道徳武芸研究 倭刀と苗刀〜照葉樹林文化論の周辺から〜(4)

  道徳武芸研究 倭刀と苗刀〜照葉樹林文化論の周辺から〜(4) 倭寇の刀法がなぜ「苗刀」でなければならなかったのか。それは倭寇の刀法が苗族から由来するものであるといったイメージをそこに付与したかったからではないかと思われる。日本民族のルーツは苗族である。そうであるなら日本人の使う刀法も苗族に由来すると考えられる。こうした発想はデニケンの宇宙人が文明をもたらした、とする説と同じである。どうしても西洋人以外に優れた文明を持つことを認めたくないための苦し紛れに「宇宙人」が持ち出されることになる。シュタイナー(人智学)にも似た傾向があって、どうしても西洋に起源をもって来ようと論理を緻密に組み立てたことで、かえって各所に矛盾を生んでしまった。それを後の人が破綻のない論理として理解しようとするので、「シュタイナーの神秘学は難解である」ということになる。それはさて置き、曹コンも日本の大陸侵略の激化していた時に、優れた刀法が日本に由来するものとは認めたくなかったのであろう。長い日本と中国の文化交流史においては専ら中国から文化はもたらされるものであったが、倭寇の刀法は現在のアニメと並んで中国に逆輸入された得意な例であったとも言える。

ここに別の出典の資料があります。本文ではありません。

PR #16597, opened 2021-11-11
users: Clear password errors when password is changed

jelly:
When a user types a bad password and tries to set a weak password
errors are shown underneath the password field. Changing the password
then again does not clear the password.


martinpitt:
Nice, thanks! We already have a "password mismatch" test. Can you please make it type another character there and assert that the error message goes away?

martinpitt (dismissed):
Thanks!

martinpitt (approved):

PR #16603, opened 2021-11-15
tests: fedora-coreos is now based on fedora-35 - adjust conditions accordingly

KKoukiou:


martinpitt (approved):
Thanks! This needs to land in lockstep with the image refresh.

PR #16604, opened 2021-11-15
login: Add toggle button to view password

garrett:
Based on https://www.patternfly.org/v4/components/login-page

This adds a toggle to switch text input types from "password" to "text",
to make it cleartext for viewing and back. SVG icons are inlined and
chosen based on the state of the input. Minimal JavaScript is used to
swap the attribute.

Allowing one to choose to swap to clear text lets people use complex
passwords and not have to second guess what they typed. It's a usability
and accessibility feature. (And it shouldn't be used when someone is
actively looking at their computer, but otherwise should be fine.)

The form still defaults to hiding the password by default.

### DIFF
--- a/pkg/static/login.css
+++ b/pkg/static/login.css
@@ -189,6 +189,7 @@ form .control-label {
   color: #151515;
 }
 
+.pf-c-button.pf-m-control,
 .form-control[type=password],
 .form-control[type=text] {
   display: block;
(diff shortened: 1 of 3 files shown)


KKoukiou (approved):
Tried this and works as expected. 
The UI is identical to the login form from the PF4 docs.

PR #16608, opened 2021-11-16
Eliminate obsolete cockpit.extend()

martinpitt:
This was an ages old compatibility shim for a time when Object.assign()
was not yet a standard browser API. Replace it with Object.assign() for
updating existing objects, and the spread operator for creating new
ones.

Drop the documentation as well. Keep cockpit.extend() as alias for
Object.assign() to keep the current API.


marusak (approved):
Thank you!

PR #16611, opened 2021-11-16
bridge: modernise ssh-agent spawning code

allisonkarlitskaya:
Port the code for spawning ssh-agent to GSubprocess, merging it with the
(now-very-similar) code for spawning dbus-daemon.

We spawn ssh-agent with -D so that we have better control over its
lifetime.  In particular, the `prctl()` that we were previously doing
had no effect, because without `-D` ssh-agent `fork()`s immediately.
Closing all file descriptors also had no effect because this was already
the default behaviour of `g_spawn_sync()` and is also the default
behaviour of `GSubprocess`.

### DIFF
--- a/src/bridge/bridge.c
+++ b/src/bridge/bridge.c
@@ -174,145 +174,73 @@ send_init_command (CockpitTransport *transport,
 }
 
 static GSubprocess *
-start_dbus_daemon (void)
+start_helper_process (const gchar * const  *argv,
+                      const gchar          *socket_pattern,
+                      const gchar          *socket_envvar)
 {
-  g_autoptr(GError) error = NULL;
+  {
+    const gchar *env = g_getenv (socket_envvar);
+    if (env && env[0])
+      return NULL;
+  }
 
+  g_autoptr(GError) error = NULL;
   /* The DBus daemon produces useless messages on stderr mixed in */
-  g_autoptr(GSubprocessLauncher) dbus_daemon = g_subprocess_launcher_new (G_SUBPROCESS_FLAGS_STDOUT_PIPE |
-                                                                          G_SUBPROCESS_FLAGS_STDERR_SILENCE);
-  g_subprocess_launcher_unsetenv (dbus_daemon, "G_DEBUG");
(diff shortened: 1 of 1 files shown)


src/bridge/bridge.c
```diff
@@ -174,145 +174,71 @@ send_init_command (CockpitTransport *transport,
...
+  g_assert_no_error (error);
 
-  if (!g_spawn_check_exit_status (status, &error))
+  g_autoptr(GMatchInfo) info = NULL;
+  if (!g_regex_match (regex, first_line, 0, &info))
     {
-      g_warning ("couldn't start %s: %s: %s", agent_argv[0],
-                 error->message, agent_error);
-      goto out;
+      g_warning ("output from %s didn't match expected pattern %s", argv[0], socket_pattern);
```
martinpitt, line 220: This is certainly a Does Not Happen™ condition, but still -- would be nice to terminate and wait the process here.

src/bridge/bridge.c
```diff
@@ -174,145 +174,71 @@ send_init_command (CockpitTransport *transport,
...
 
-static gboolean
-have_env (const gchar *name)
+static GSubprocess *
+start_ssh_agent (void)
 {
-  const gchar *env = g_getenv (name);
-  return env && env[0];
+  const char * const cmd[] = { "ssh-agent", "-s", "-D", NULL };
+  return start_helper_process (cmd, "SSH_AUTH_SOCK=([^;]*);", "SSH_AUTH_SOCK");
```
martinpitt, line 241: I'm quite sure you need to escape the () here as well, just like you did in start_dbus_daemon().

martinpitt (changes requested):
Nice one!

src/bridge/bridge.c
allisonkarlitskaya: i don't use `\` anywhere, actually.

src/bridge/bridge.c
allisonkarlitskaya: OK.  I did a force exit, and same for the similar case just above.

martinpitt (approved):
g_subprocess_force_exit(), oh my!

PR #16613, opened 2021-11-16
common: drop mock-io-stream.[ch]

allisonkarlitskaya:
This is basically just implementing GSimpleIOStream.  Use that instead.


martinpitt (approved):
:heart:

PR #16614, opened 2021-11-16
Port shell header to masthead component

KKoukiou:


garrett (changes requested):
I think we need to do the following in this PR:

- [ ] Add the highlight line back to desktop and mobile views

I guess I should look into this? I'm happy to do so.

---

We should fix this in this PR, but it could also be a follow-up:

- Fix residual highlight after closing the menu (might be a PF4 bug?)
  - This would possibly use https://developer.mozilla.org/en-US/docs/Web/CSS/:focus-visible

These should most definitely be follow-ups and we'll have open questions and will need to make decisions on how to best solve them:

- Make Admin access similar, perhaps?
- Port Host switcher to a similar dropdown? (We talked about this. It should be in another PR. It will require more work.)
  - (I think you're right where we can make this a more traditional dropdown/popover with a modal to add/edit/remove. The dropdown/popover would be able to have filtering inside still.)

garrett:
I didn't get to this today; sorry.

I'll try to get it done on Monday when everyone else is traveling.

garrett:
I've added a workaround for the masthead menu mouse dismissal issue and filed an upstream bug @ https://github.com/patternfly/patternfly/issues/4534

KKoukiou:
@garrett are you fine with keeping the suggestion for future improvements? I think the current code is already an improvement, and not regressing anything. 

I would like to ficus on my anaconda related work, thus wanted to get this in and not have pending cockpit work.

garrett:
> @garrett are you fine with keeping the suggestion for future improvements? I think the current code is already an improvement, and not regressing anything.

Sure! I can open up issue(s) for it. The only things meant for this PR directly was adding the highlight line back and fixing the residual line when something was activated by the mouse and is no longer active. I fixed those two things in commits here.

> I would like to ficus on my anaconda related work, thus wanted to get this in and not have pending cockpit work.

Yep, makes total sense!

I just built this PR again with the latest changes and will look at it right now.

garrett (approved):
Looks good!

The only thing I have a bit of a concern about now is how we've reverted the UX change for the highlighting of the menus at the top. (We did this as a response to a UX test from a while back.) But this is how PF has it, and there is a little bit of action when hovering, so perhaps it's actually fine.

Plus, the top-right looks different now when not hovering compared to when we ran those UX tests a while back, so it's most likely fine anyway.

garrett:
OK, I've spun out the follow-ups to separate issues.

KKoukiou:
The packit tests fail because I closed and reopend the PR by mistake.

martinpitt (approved):
Thank you! This LGTM, but I'd really appreciate if we could squash these commits. They all belong together, and the second commit reverts a part that the first commit introduces.

I added it to my TODO list to add a pixel test for the shell.

PR #16618, opened 2021-11-17
services: make minus/plus icons in create timer dialog align with the selectors

### LINKED ISSUE #15927: Create timer modal improvements (SPUR)

KKoukiou:
Fixes #15927

### DIFF
--- a/pkg/systemd/services/timer-dialog.jsx
+++ b/pkg/systemd/services/timer-dialog.jsx
@@ -326,13 +326,11 @@ const CreateTimerDialogBody = ({ setIsOpen, owner }) => {
                                                 <Button aria-label={_("Remove")}
                                                         variant="secondary"
                                                         isDisabled={repeatPatterns.length == 1}
-                                                        isSmall
                                                         onClick={() => setRepeatPatterns(repeatPatterns.filter((item, item_idx) => idx != item_idx))}>
                                                     <MinusIcon />
                                                 </Button>
                                                 <Button aria-label={_("Add")}
                                                         variant="secondary"
-                                                        isSmall
                                                         onClick={() => {
                                                             if (repeat == "hourly")
                                                                 setRepeatPatterns([...repeatPatterns, { key: repeatPatterns.length, minute: "0" }]);


pkg/systemd/services/timer-dialog.jsx
```diff
@@ -250,6 +252,11 @@ const CreateTimerDialogBody = ({ setIsOpen, owner }) => {
                             const min = repeatPatterns[idx].minute;
                             const validationFailedMinute = !(/^[0-9]+$/.test(min) && min <= 59 && min >= 0);
 
+                            if (repeat == 'monthly' && repeatPatterns.some(p => p.day > 28)) {
+                                validated = "warning";
+                                helperText = _("Choosing a day after the 28th limits the execution of the timer to the months which contain it");
```
martinpitt, line 257: :thinking: that feels rather obvious to me.. did some user actually complain about this? 

Can we trim the string a bit, so that it's easier to translate and won't explode in length in other languages? How about "Will not run every month"?

martinpitt (changes requested):
Thanks! Sorry for the bikeshed, but I'm always a bit sensitive/picky when it comes to long translatable strings.

pkg/systemd/services/timer-dialog.jsx
KKoukiou: I also find it obvious and I am happy to drop this commit. I think it was just a question in the first SPUR.

KKoukiou: See the issue attached, there is a discussion about it.

KKoukiou: I removed the commit, I actually agree that it's not necessary.

martinpitt (approved):
OK, thanks! I didn't mean to completely talk you out of this, but indeed it's a bit on the edge.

道徳武芸研究 倭刀と苗刀〜照葉樹林文化論の周辺から〜(3)

  道徳武芸研究 倭刀と苗刀〜照葉樹林文化論の周辺から〜(3) 辛酉刀法あるいは単刀法とも称された「倭寇の刀法」が苗刀と呼ばれるようになるのは1921年、曹コン(金偏に昆)が定めてからであるとされている。曹は高級軍人でもあり政治にも携わっていた。それが滄州で武術を教えた時に苗刀という名称を初めて用いたとされている。「苗」といえば苗(ミャオ)族が思い出される。現代でもそうであるが、変わった風習や名前などは「少数民族のもの」という共通認識が中国ではある。中国刀と全く異なる操法の刀術は、これが少数民族のものと捉えられるのは自然であり、その時に「ミャオ(苗)刀」と聞けば「苗族の」と思うのも当たり前と言えよう。しかし、実際のところ苗族にはそうした刀法は伝わっていない。何故、曹コンはあえて苗刀という名称を用いたのか。加えて中国での名称は一字名は分かりにくいので、二字であるのが普通である。一部に苗刀を「細身の刃」であるからとする解釈もあるが、そうであるなら細身をいう「苗条」を冠して苗条刀とするのが妥当であろう。これをあえて分かり難い一字名を用いているのには相当の理由がなければなるまい。そのヒントとなるのが「苗族、日本人起源説」である。二十世の初頭、人類学を研究していた鳥居龍蔵は東アジア各地で調査を行ったが、その中で中国南方の少数民族の調査もなされている。そして苗族の民俗に日本との共通性を見出したのであった。これは後に照葉樹林文化地帯(インドの東あたりから中国の南方そして日本までも含み、餅や納豆などの発酵文化を初めとして多くの共通点が見出されている)ともいわれる「稲作」文化地帯に共通するもので、苗族も日本人も共にそうした文化地帯に属している。そのために生活習慣などに共通性が認められたわけなのである。こうしたことから一部には「苗族は日本民族のルーツ」とする俗説も出されるようになって行く。曹が苗刀を唱えるのが二十世紀中葉であることからすれば、あるいは曹は「苗族、日本民族源流説」を知っていたのかもしれない。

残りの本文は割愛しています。